# Cougar Pic



## bow hunter (Sep 11, 2007)

I checked my trail cam on saturday and got a picture of this cat. this camera is 400 yards of of a major interstate.


----------



## Riverrat77 (Sep 7, 2007)

*Re: Cougar*

Nice.... :lol: Big ol eyes look like a couple of headlights.
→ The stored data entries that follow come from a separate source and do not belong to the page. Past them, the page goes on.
Issue #223, opened 2014-03-31
Add support to .phpbrewrc


hlegius:
Hi folks,

Would be nice if phpbrew has a `.phpbrewrc` (rvm `.rvmrc` clone) or something to allow us configure what PHP's version should be loaded when entering in some project directory.

brunobatista:
:+1:

marcioAlmada:
@brunobatista say thanks to @morozov https://github.com/phpbrew/phpbrew/pull/391;)

PR #224, opened 2014-04-12
W.I.P support for .phpbrewrc #223

marcioAlmada:
Maybe:
- [ ] a way to restore php version after leaving dir with .phpbrewrc
- [ ] general hooks to be used inside .phpbrewrc files (ondir, onleave)


brunobatista:
+1

PR #391, opened 2014-11-11
Support for .phpbrewrc

morozov:
This is a proof-of-concept which works with Bash on Ubuntu 14.10 x64. I didn't test any other configurations.

The `echo` statements may be useful for testing, but I believe they are worth removing after the implementation is approved.

The original idea was borrowed from https://github.com/phpbrew/phpbrew/pull/233.


brunobatista:
Thanks a lot @morozov :+1:

PR #444, opened 2015-01-01
Fixes a bug that donwloading a file using wget or curl always fails even when it succeeds.

shinnya:
## Purpose
To resolve #443 .

## Changes
Use `Utils::system` method to download a file when wget or curl is used in `UrlDownloader`.

## Effect
Users who don't enable curl extension can download files correctly.

## Tests
Add some test cases for `UrlDownloaderTest`.

PR #445, opened 2015-01-01
Removes redundant if statements in UrlDownloader.

shinnya:
## Purpose
To remove redundant if statements which should be removed in #444 . `Utils::system` method throws an exception if command fails, so there is no need to throw an exception after calling `Utils::system`.


shinnya:
I know I should send PR to develop branch, but develop branch doesn't merge the previous PR yet.

c9s:
looks good! thanks!

Issue #464, opened 2015-02-03
"name lookup timed out" error


vasiliy-pdk:
Hi! I get "name lookup timed out" message when I try to fetch known versions or to install some php.

Here is the output: 

```
vasiliy@vasiliy-Inspiron-7720:~$ phpbrew -v -d known
===> Fetching release list...
name lookup timed out
vasiliy@vasiliy-Inspiron-7720:~$ phpbrew -v -d install 5.6.5 +default
name lookup timed out
vasiliy@vasiliy-Inspiron-7720:~$ phpbrew --version
phpbrew - 1.18.4
cliframework core: 1.10.0
```

You can see my php.ini here https://www.dropbox.com/s/0xlv6y2cts46u08/php.ini?dl=0
You can see output of the phpinfo here: https://www.dropbox.com/s/x56kcnp9c0w6s7s/phpinfodump?dl=0

The problem appears on my Ubuntu 12.04. I have tried to disable Suhosin plugin by 

```
[suhosin]
suhosin.simulation = On
```

c9s:
looks like your network is blocked? try using proxy options?

vasiliy-pdk:
I am going to try proxy. Where can I find a URL requested by phpbrew's commands `<known>` or `<install>`?

vasiliy-pdk:
Network is not blocked. I've found the URL "https://raw.githubusercontent.com/phpbrew/phpbrew/$branch/assets/php-releases.json" here https://github.com/phpbrew/phpbrew/blob/develop/src/PhpBrew/ReleaseList.php#L103 .

I've copied it to the browser's address bar and replaced `$branch` with "master". I've seen correct packages json structure. So, I don't think that the problem appears because of network.

vasiliy-pdk:
I've found the problem. The reason for the error is the small value of CURLOPT_CONNECTTIMEOUT. It is set to 10 seconds now. When I set it to 30 seconds, all works fine.  

There is no way to customize it by any option of PHPBrew now. 

Here is set the option: https://github.com/c9s/CurlKit/blob/1.0.5/src/CurlKit/CurlDownloader.php#L72
`CurlDownloader` allows us to set an another value. But we don't do this in the `ReleaseList::fetchRemoteReleaseList` method: https://github.com/phpbrew/phpbrew/blob/develop/src/PhpBrew/ReleaseList.php#L106

So, I suggest to add `curl-connection-timeout` option to the PHPBrew's Config file. 

[...]

PR #465, opened 2015-02-03
'--downloader-connect-timeout' option has been added to several commands

vasiliy-pdk:
`--downloader-connect-timeout` option has been added to these commands `known`, `update`, `install`, `download`.

## Purpose

To fix "name lookup timed out" error #464

## Changes

See changed files below.

## Effect

This option with description will be showed with a help message.

## Tests

Test cases related to this PR had been failing before I made any changes to the code. So I did not write tests.
I need more information about deployment of the development version to run tests.

## Usage

If you get "name lookup timed out" error during execution of any command from the set: `known`, `update`, `install`, `download`. You can set additional option --downloader-connect-timeout=seconds to fix the error.

For example `--downloader-connect-timeout=30`

### DIFF
--- a/src/PhpBrew/Command/DownloadCommand.php
+++ b/src/PhpBrew/Command/DownloadCommand.php
@@ -34,8 +34,9 @@ class DownloadCommand extends Command
         $opts->add('old', 'enable old phps (less than 5.3)');
         $opts->add('mirror:', 'Use mirror specific site.');
         
-        $opts->add('downloader-connect-timeout:', 'The number of seconds for '
-                . 'CURLOPT_CONNECTTIMEOUT option')
+        $opts->add('connect-timeout:', 'The system aborts the command if downloading '
+                . 'of a php version not starts during this limit. This option '
+                . 'overrides a value of CONNECT_TIMEOUT environment variable.')
             ->valueName('seconds')
             ;
     }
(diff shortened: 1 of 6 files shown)


c9s:
Can we rename the option `--downloader-connect-timeout=30` into `--curl-connect-timeout=30` and also add read the `CURL_CONNECTTIMEOUT` environment variable to override the default setting ?

vasiliy-pdk:
Actually I've named the option `--curl-connect-timeout` for the first time :) But then I've renamed it because I thought that `downloader` will be more appropriate abstract name for a property of `Downloader` abstract class. `CurlDownloader` may be a particular subclass extending the `Downloader`. 

If you think that we should call the option `--curl-connect-timeout` I can rename it. 

As for environment variable I am going to think about it today or tomorrow.

vasiliy-pdk:
I've added ability to set a value of connect-timeout by `DOWNLOADER_CONNECT_TIMEOUT` environment variable. This value will be overridden by a value of `--downloader-connect-timeout` option if it providing. 

Let me know if you want to rename option and env variable please.

c9s:
Sounds reasonable, can we just remove the `downloader` ? so the option name could be shorter: `--connect-timeout=60`.

vasiliy-pdk:
I've made another PR #466 . It contains the changes from current PR and a fix for the fatal error during tests running. So there are passed tests.

PR #466, opened 2015-02-04
CONNECT_TIMEOUT env variable and --connect_timeout option was added. Fatal Error during tests fixed

vasiliy-pdk:
There was an error with the tests execution. 

```
PHP Fatal error:  Class PhpBrew\Tasks\MakeTaskTestBuild contains 1 abstract method and must therefore be declared abstract or implement the remaining methods (PhpBrew\Buildable::isBuildable) in /home/travis/build/phpbrew/phpbrew/tests/PhpBrew/Tasks/MakeTaskTest.php on line 70
```

I've fixed it.


c9s:
Thanks!

PR #498, opened 2015-05-12
Saving some memory for echo.

dseguy:


shinnya:
Thank you for your contribution, but it doesn't make sence for me to save such a small memory consumption, so could you describe why you think it meaningful?

dseguy:
marcio : tell me if you prefer this PR on another branch.

dseguy:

Nice picture.


----------



## sagebrush (Sep 8, 2007)

*Re: Cougar*

hard to see a cougar in the picture


----------



## archery (Sep 7, 2007)

*Re: Cougar*

It does appear to be a cougar. its not out of the norm for them to be near population centers at this time of year. they get stressed and hungry, just like bears and search far and wide for relief. keep the camera there and see if you get a better shot. thats cool though


----------



## dkhntrdstn (Sep 7, 2007)

thats pretty crazy having two big eyes gloing at you. nice thanks for sharing it with us. hope you get a better pic of him.


----------



## TEX-O-BOB (Sep 12, 2007)

Gee it's too bad you don't have the camera that shoots 3 1/2 " buckshot when vermin walks by.... :twisted:


----------



## karma (Sep 11, 2007)

Looks like a bob cat to me. The eyes look like a couple of flashlights. Cool!


----------